接種を受けた後に熱が出ました。受診した方が良いのでしょうか?
元気そうにしていて水分摂取もできている状態でしたら、いったん様子を見てください。もし、ぐったりしていたり呼吸が荒くなったり、けいれんを起こしたりした場合は、迷わず救急外来を受診してください。予防接種と風邪などによる発熱が同時に重なった可能性も考えられますので、きちんと症状をチェックしてから医療機関へ相談してください。

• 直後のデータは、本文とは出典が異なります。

Issue #2417, opened 2023-08-28
Inconsistent formatting of class arrow types


Julow:
Class types arrows are not formatted the same way as value types arrows.

With the `default` profile:

```ocaml
class unix_mockup : base_dir:string -> mem_only:bool ->
  mockup_env:Tezos_mockup_registration.Registration.mockup_environment ->
  chain_id:Chain_id.t -> rpc_context:Tezos_protocol_environment.rpc_context ->
  protocol_data:bytes -> Client_context.full

val unix_mockup :
  base_dir:string ->
  mem_only:bool ->
  mockup_env:Tezos_mockup_registration.Registration.mockup_environment ->
  chain_id:Chain_id.t ->
  rpc_context:Tezos_protocol_environment.rpc_context ->
  protocol_data:bytes ->
  Client_context.full
```

With the `ocamlformat` profile:

```ocaml
class unix_mockup : base_dir:string -> mem_only:bool
  -> mockup_env:Tezos_mockup_registration.Registration.mockup_environment
  -> chain_id:Chain_id.t -> rpc_context:Tezos_protocol_environment.rpc_context
  -> protocol_data:bytes -> Client_context.full

val unix_mockup :
     base_dir:string
  -> mem_only:bool
  -> mockup_env:Tezos_mockup_registration.Registration.mockup_environment
  -> chain_id:Chain_id.t
  -> rpc_context:Tezos_protocol_environment.rpc_context
  -> protocol_data:bytes
  -> Client_context.full
```

Julow:
This is fixed by https://github.com/ocaml-ppx/ocamlformat/pull/2422
Related issue: https://github.com/ocaml-ppx/ocamlformat/issues/2423

PR #2422, opened 2023-09-04
Consistent formatting for arrow class types

Julow:
Use the same indentation and breaks for arrows in class types as for
arrows in core types.
The main challenge is that class types contain class signatures, which
are docked after an arrow.

The `fmt_class_type` is rewritten in the "pro" style, which also
changes:

- Remove unecessary space in object poly types
- Indented `object .. end` after a `let open .. in`

### DIFF
--- a/lib/Fmt_ast.ml
+++ b/lib/Fmt_ast.ml
@@ -2801,14 +2801,16 @@ and fmt_class_type ?(pro = noop) c ({ast= typ; _} as xtyp) =
           @@ Params.parens_if parens c.conf
                (fmt_extension c ctx ext $ fmt_attributes c atrs) )
   | Pcty_open (popen, cl) ->
-      hvbox 2
-        ( pro
-        $ Cmts.fmt c pcty_loc
-          @@ Params.parens_if parens c.conf
-          @@ ( fmt_open_description c ~keyword:"let open" ~kw_attributes:atrs
-                 popen
-             $ fmt " in@;<1000 0>"
-             $ fmt_class_type c (sub_cty ~ctx cl) ) )
+      let pro =
+        hvbox 2
+          ( pro
+          $ Cmts.fmt c pcty_loc
+            @@ Params.parens_if parens c.conf
+            @@ ( fmt_open_description c ~keyword:"let open"
+                   ~kw_attributes:atrs popen
+               $ fmt " in@;<1000 0>" ) )
+      in
+      fmt_class_type c ~pro (sub_cty ~ctx cl)
       $ fmt_docstring c ~pro:(fmt "@ ") doc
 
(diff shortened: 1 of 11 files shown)


Julow:
This fixes https://github.com/ocaml-ppx/ocamlformat/issues/2417

lib/Fmt_ast.ml
```diff
@@ -715,6 +715,33 @@ and fmt_arrow_param c ctx {pap_label= lI; pap_loc= locI; pap_type= tI} =
...
+        let indent =
+          if Poly.(c.conf.fmt_opts.break_separators.v = `Before) then 2
+          else 0
+        in
+        fits_breaks "" (String.make (Int.max 1 (indent - separator_len)) ' ')
+    | _ ->
+        fmt_if_k
+          Poly.(c.conf.fmt_opts.break_separators.v = `Before)
+          (fmt_or_k c.conf.fmt_opts.ocp_indent_compat.v (fits_breaks "" "")
+             (fits_breaks "" "   ") )
```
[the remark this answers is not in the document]
Julow: While doing that, I found that this code is better here as I don't want it to be used more than once. I've moved the `separator_len` part to where it was before to make this function simpler.

test/passing/tests/class_sig-after.mli.ref
```diff
@@ -22,10 +22,22 @@ class c : object
...
+class unix_mockup :
+  foooo:string ->
+  foooo:string ->
+  foooo:string ->
+  foooo:string ->
+  foooo:string ->
+  foooo:string ->
+  object
   method foo : string
 end
```
Julow: With the new test case we can see that the indentation of the `object` keyword isn't so nice as it aligns with both the argument before and the content of the object.

It would be very bad to indent the whole object here as that would completely re-indent the object if an argument is added.

Perhaps the `object` keyword could be exceptionally de-indented ?
```ocaml
class unix_mockup :
  foooo:string ->
  foooo:string ->
  foooo:string ->
  foooo:string ->
  foooo:string ->
  foooo:string ->
object
  method foo : string
end
```

That's not blocking this PR though, as the object is formatted the same as before.

Julow: For the same reason, I reverted the change I made to the indentation after a class types `let open`. I've opened an issue for this: https://github.com/ocaml-ppx/ocamlformat/issues/2423

gpetiot: It wouldn't shock me to de-indent the `object` keyword, that's done for `struct` in some cases and it looks nice:
```ocaml
module M (A : sig
  module type T
end) (B : sig
  module type T
end) =
struct
  let f : ((module A.T), (module B.T)) t -> string = function B s -> s
end
```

副反応の発熱は接種してから、何時間後に起こりますか?
生ワクチンの場合は、2週間以内に発熱が起こります。不活化ワクチンの場合は接種してから24時間以内に発熱が起こり、48時間のうちに熱が下がることが多いです。
同時接種のリスクについて教えてください。
同時接種でも単独接種でも、副反応や接種効果の大きさはほとんど変わらないと言われています。むしろ同時接種の方がスケジュールの調整が簡単に行いやすく、かつ必要な免疫を早く得られるというメリットがあります。実際に日本小児科学会でも、同時接種が勧められています。
予防接種を受けた日に、お風呂に入っても大丈夫でしょうか?
接種してから1時間以上経っていましたら、お風呂に入っても問題ありません。ただし、接種部位を擦ったり揉んだり、押したりしないでください。
卵アレルギーを持っていますが、インフルエンザワクチンの接種は受けられますか?
インフルエンザワクチンにはごくわずかな量の卵成分しか入っていません。そのわずかな卵にも反応する重度の卵アレルギーではなく、軽度の卵アレルギーでしたら、問題なく接種が受けられます。ただし、接種前には医師に、卵の摂取によってどういった症状が現れたのかをきちんと伝える必要があります。
BCGを受けてから数日後に、接種部位が赤く腫れてしまいました。受診した方が良いでしょうか?
通常、BCGの接種部位の赤みは、接種してから1~2日以内に消失します。そこから10日~2週間後に、赤みや腫れが再び現れます。接種後7日以内に化膿した場合は、結核の感染が疑われます。その場合は速やかに受診しましょう。
BCG接種後に、脇の下が腫れてしこりができました。受診した方が良いでしょうか?
BCGの接種を受けた後、脇の下にしこりができる確率は1%とされています。2cm以下でしたら1年程かけて自然と縮小していきます。ただし、2cm以上ある場合や、他に心配な点がある場合は当院へ受診してください。